▶ _ABOUT THIS EXERCISE_
If a line of the material holds the string "AsciiString", please copy it.

▶ _STUDY MATERIAL_
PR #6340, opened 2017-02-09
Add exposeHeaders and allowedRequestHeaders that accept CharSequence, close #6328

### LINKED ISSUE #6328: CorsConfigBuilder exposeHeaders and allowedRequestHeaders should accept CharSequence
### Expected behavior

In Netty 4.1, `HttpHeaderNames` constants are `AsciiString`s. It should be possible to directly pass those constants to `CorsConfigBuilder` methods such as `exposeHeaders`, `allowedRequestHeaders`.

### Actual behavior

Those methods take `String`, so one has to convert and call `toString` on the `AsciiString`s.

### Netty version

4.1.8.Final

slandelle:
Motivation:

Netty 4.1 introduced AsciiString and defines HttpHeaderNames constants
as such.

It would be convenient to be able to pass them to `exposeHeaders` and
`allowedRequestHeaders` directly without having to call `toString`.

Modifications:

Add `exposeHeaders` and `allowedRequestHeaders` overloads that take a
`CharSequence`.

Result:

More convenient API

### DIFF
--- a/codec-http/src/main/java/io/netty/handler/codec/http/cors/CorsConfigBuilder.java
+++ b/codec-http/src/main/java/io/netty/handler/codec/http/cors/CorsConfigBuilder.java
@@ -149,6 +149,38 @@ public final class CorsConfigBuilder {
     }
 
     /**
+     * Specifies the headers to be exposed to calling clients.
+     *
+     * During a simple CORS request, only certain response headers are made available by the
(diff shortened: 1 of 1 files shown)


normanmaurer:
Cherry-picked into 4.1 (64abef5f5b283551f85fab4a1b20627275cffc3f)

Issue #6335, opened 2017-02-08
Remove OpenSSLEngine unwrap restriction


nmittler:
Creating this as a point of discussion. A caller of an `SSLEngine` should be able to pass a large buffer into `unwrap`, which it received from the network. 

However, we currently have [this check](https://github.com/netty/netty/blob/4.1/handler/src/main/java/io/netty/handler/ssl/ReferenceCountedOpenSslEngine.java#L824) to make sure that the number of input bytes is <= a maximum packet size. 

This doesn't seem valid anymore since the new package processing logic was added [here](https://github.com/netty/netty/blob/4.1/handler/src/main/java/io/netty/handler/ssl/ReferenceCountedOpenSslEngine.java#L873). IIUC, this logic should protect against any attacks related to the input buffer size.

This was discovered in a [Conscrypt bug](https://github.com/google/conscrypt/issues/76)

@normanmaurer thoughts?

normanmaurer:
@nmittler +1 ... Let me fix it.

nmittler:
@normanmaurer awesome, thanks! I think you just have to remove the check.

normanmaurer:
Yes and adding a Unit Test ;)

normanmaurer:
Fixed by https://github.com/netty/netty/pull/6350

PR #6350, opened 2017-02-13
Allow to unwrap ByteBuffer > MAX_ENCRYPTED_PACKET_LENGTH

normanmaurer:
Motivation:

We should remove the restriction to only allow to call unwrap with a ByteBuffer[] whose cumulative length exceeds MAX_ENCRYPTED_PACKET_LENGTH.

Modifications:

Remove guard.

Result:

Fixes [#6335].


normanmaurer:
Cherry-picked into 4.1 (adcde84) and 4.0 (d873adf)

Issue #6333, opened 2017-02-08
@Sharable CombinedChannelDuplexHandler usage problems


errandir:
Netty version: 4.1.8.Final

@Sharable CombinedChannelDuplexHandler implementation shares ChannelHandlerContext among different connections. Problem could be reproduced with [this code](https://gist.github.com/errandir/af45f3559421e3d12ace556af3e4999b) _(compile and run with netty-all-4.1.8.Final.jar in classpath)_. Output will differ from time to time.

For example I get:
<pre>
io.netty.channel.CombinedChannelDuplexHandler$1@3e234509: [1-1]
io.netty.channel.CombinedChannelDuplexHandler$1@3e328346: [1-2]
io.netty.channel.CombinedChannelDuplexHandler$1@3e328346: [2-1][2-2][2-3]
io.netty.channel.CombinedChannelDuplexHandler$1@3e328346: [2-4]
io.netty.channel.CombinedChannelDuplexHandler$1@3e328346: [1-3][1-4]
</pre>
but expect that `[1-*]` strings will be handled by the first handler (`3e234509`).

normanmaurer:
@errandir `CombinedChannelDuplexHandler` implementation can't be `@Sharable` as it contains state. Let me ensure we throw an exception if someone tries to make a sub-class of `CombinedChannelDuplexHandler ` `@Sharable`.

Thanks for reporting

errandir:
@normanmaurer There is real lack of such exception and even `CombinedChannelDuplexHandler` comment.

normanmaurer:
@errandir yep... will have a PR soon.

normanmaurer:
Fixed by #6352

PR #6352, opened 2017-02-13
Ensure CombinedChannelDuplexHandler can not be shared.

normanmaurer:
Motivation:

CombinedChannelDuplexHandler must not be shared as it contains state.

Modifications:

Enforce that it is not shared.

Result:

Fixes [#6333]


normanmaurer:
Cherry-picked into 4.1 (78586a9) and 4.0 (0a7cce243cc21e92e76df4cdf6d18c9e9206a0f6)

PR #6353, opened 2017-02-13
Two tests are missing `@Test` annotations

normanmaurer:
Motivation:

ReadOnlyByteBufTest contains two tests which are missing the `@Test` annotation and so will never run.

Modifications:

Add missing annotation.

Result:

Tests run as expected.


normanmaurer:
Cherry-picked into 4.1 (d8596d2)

▶ _ANSWER FOR THIS EXERCISE_
In Netty 4.1, `HttpHeaderNames` constants are `AsciiString`s. It should be possible to directly pass those constants to `CorsConfigBuilder` methods such as `exposeHeaders`, `allowedRequestHeaders`.
Those methods take `String`, so one has to convert and call `toString` on the `AsciiString`s.
Netty 4.1 introduced AsciiString and defines HttpHeaderNames constants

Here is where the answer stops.